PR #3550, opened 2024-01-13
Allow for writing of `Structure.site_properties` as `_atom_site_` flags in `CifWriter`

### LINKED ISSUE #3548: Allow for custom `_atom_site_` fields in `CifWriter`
---
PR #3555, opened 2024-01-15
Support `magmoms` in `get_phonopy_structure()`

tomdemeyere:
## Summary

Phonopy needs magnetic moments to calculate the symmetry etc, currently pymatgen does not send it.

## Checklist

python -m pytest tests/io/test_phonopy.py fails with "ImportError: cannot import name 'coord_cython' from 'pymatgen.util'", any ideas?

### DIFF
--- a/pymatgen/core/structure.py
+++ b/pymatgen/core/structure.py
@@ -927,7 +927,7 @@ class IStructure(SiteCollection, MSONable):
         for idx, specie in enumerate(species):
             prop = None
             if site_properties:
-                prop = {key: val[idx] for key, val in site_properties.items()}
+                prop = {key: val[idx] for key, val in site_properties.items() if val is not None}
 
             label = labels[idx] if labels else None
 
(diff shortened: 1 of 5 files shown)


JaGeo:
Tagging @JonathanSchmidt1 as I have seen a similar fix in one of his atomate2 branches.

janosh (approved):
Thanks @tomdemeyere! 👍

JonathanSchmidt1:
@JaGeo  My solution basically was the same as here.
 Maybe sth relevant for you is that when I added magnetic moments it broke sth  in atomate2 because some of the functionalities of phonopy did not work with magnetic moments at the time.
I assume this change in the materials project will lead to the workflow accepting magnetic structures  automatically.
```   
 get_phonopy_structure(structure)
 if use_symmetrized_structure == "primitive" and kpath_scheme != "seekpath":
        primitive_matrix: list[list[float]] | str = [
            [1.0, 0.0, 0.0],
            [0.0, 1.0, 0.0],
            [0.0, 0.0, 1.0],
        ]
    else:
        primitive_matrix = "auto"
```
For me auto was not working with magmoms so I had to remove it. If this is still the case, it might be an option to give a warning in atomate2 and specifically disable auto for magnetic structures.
* * *
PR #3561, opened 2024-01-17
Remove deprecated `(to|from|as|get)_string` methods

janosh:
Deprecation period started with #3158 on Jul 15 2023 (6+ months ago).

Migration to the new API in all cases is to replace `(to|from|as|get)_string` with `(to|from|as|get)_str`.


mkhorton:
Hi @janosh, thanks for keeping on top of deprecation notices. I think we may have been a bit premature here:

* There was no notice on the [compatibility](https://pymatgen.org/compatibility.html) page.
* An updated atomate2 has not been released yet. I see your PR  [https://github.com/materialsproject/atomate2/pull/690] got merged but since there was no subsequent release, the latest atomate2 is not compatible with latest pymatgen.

* **WHAT THE TASK REQUIRES**
For the material above, reproduce exactly the lines from the line with "PR #3550, opened 2024-01-13" to the line with "### LINKED ISSUE", inclusive, and exclude all others.

* **PROBLEM SOLUTION**
PR #3550, opened 2024-01-13
Allow for writing of `Structure.site_properties` as `_atom_site_` flags in `CifWriter`

### LINKED ISSUE #3548: Allow for custom `_atom_site_` fields in `CifWriter`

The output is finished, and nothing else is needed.